In a previous post I talked about how totally awesome and totally impossible it would be to be born with rocket-thrusters. As personally disappointing as this is, I take joy in the fact that many other animals are blessed with magnificently bizarre methods of locomotion.

Dragonfly larvae, for example. They are rather ugly brown critters that swim around in shallow ponds, catching small invertebrates and fish with an extensible bear-trap jaw, biding their time until they can emerge as adult dragonflies and take up their rightful place among the high-speed insect jewels in the sky.

Dragonfly larvae do not have paddle-like appendages for swimming under the water. They are not helpless, however, against predators. God, in his wisdom, has given them jet-propulsion. When chased, a dragonfly larva will suck water into its anus like a turkey-baster and then blast it out, propelling itself through the water with surprising speed. Yes, dragonfly larvae are equipped with their very own rectal rocket-thrusters.

If that wasn't awesome enough for you, the gills of dragonfly larvae are also housed within the rectum. Picture, for a moment, what a different life it would be to use your rectum for both jet-propulsion and breathing.

And now you know why I feel my heart rise into my throat when I study insects. There is something ludicrous everywhere you look.

Wednesday, October 6, 2010

Cockroach races

The Great Insect Fair was last weekend. As I do every year, I stood at the starting gate of the cockroach races and prayed that the cockroaches wouldn't escape as small children, their hands barely grasping the roach tubs, tried to pour their cockroaches into pvc-pipe tracks. Cockroaches, being non-liquid, typically do not pour well. And if you take your eyes off of them for a second, they will happily scurry out of the container and onto the child, causing shrieks and severe trauma. Then I would set out running after the fugitive, who, realizing I was behind him, would tuck himself under some child's foot or run between some mother's legs, sending a ripple of excitement out from the cockroach racing table. Executing a graceful volleyball dive, I would smack my hand on the cockroach's greasy forewings and pinch up the cockroach with a ferocity that startled cockroach-lovers. Captured again, the cockroaches looked sullen, but unharmed.

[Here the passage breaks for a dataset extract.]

PR #2660, opened 2026-02-05
Check for stale query cache during CI

GregorShear:
**Description:**

- Add SQLx check to github CI (and local `ci:platform-test`) so Greg doesn't forget to update the query cache and break builds anymore.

When mindful children and volunteers managed to dump the cockroaches into the race-track successfully, roach performance was mixed at best. At times the roaches performed like trained greyhounds, streaking through the pvc tunnel in 2 seconds or less. Other times, the roaches found the tunnel an ideal space for grooming or contemplation. As you might expect, they all run pretty fast when they get a whiff of freedom.

The cockroach races have a profound effect on the psyche of observers. People who would find themselves standing on a chair if a cockroach walked across their kitchen floor are picking their favorites to win, cheering like they had money riding on it. They feel kinship with the roach, like it is their own pet. Perhaps there is something delightful about watching any animal run. But as soon as the roach is running outside of the track, people instantaneously revert to their natural human hate reflex and cannot understand why people like me are willing to touch roaches with my bare hands.

By the end of the day my hands smell strongly of cockroaches, my voice is hoarse, and my feet are sore from standing. I go home and take a long shower and breathe in deeply the lack of anxiety as I throw my own cockroaches a few bits of fruit.